▶ [TASK DIRECTIONS]: For each line of the data below, copy it if it holds the word "fine".

▶ [SUPPLIED MATERIAL]:
- - -

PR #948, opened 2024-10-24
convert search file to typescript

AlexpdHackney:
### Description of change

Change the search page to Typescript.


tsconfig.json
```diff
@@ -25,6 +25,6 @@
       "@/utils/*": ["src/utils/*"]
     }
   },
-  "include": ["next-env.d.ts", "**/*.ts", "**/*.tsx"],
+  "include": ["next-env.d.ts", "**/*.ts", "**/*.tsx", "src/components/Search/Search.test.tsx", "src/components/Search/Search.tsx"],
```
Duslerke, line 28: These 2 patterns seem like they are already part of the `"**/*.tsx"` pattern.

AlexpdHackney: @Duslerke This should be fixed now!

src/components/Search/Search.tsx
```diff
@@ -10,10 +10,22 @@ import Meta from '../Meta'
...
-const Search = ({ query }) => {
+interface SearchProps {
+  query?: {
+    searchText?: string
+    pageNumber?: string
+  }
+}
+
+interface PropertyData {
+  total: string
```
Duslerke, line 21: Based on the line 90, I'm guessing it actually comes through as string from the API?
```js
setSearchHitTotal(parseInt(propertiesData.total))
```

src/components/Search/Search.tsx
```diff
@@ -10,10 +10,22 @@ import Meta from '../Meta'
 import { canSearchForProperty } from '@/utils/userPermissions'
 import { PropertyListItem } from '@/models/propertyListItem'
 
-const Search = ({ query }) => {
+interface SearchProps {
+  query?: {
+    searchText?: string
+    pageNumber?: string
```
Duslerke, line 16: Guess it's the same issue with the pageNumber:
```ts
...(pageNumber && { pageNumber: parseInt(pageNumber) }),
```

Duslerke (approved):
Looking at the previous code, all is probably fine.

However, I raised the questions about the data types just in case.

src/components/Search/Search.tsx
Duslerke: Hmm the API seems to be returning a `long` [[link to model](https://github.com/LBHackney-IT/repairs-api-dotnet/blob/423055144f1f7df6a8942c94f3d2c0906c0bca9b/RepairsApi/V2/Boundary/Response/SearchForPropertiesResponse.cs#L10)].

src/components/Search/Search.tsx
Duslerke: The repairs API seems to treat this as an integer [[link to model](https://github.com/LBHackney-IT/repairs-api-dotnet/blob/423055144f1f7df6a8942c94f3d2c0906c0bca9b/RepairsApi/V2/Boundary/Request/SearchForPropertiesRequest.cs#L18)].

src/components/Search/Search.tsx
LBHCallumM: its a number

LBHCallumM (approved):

- - -

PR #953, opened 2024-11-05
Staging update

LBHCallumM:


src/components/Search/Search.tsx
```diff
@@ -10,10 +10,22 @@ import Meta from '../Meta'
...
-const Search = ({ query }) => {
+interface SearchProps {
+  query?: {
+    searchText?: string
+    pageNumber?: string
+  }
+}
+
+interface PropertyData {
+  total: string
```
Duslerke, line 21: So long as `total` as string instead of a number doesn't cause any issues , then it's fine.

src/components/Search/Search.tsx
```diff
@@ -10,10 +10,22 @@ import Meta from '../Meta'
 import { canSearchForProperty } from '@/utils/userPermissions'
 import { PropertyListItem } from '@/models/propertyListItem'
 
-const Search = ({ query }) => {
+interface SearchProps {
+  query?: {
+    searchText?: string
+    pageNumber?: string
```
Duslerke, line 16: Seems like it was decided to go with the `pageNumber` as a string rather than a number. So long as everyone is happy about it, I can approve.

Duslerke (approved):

- - -

▶ [RESULT FOR THIS TASK]:
Looking at the previous code, all is probably fine.
Duslerke, line 21: So long as `total` as string instead of a number doesn't cause any issues , then it's fine.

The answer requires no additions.